# Work instruction
With nothing added and nothing dropped, copy the entire listing.

# Recorded data

☆ ☆ ☆ ☆ ☆

PR #778, opened 2022-11-23
Make it possible to include credentials on all requests.

Sojborg:
When using a proxy or cdn like AWS cloudfront you might need to pass cookies when doing http requests from your web application to your backend service. Ex if your infrastructure requires a token cookie to pass requests through to the backend endpoints.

☆ ☆ ☆ ☆ ☆

# Answer to the exercise
PR #778, opened 2022-11-23
Make it possible to include credentials on all requests.

Sojborg:
When using a proxy or cdn like AWS cloudfront you might need to pass cookies when doing http requests from your web application to your backend service. Ex if your infrastructure requires a token cookie to pass requests through to the backend endpoints.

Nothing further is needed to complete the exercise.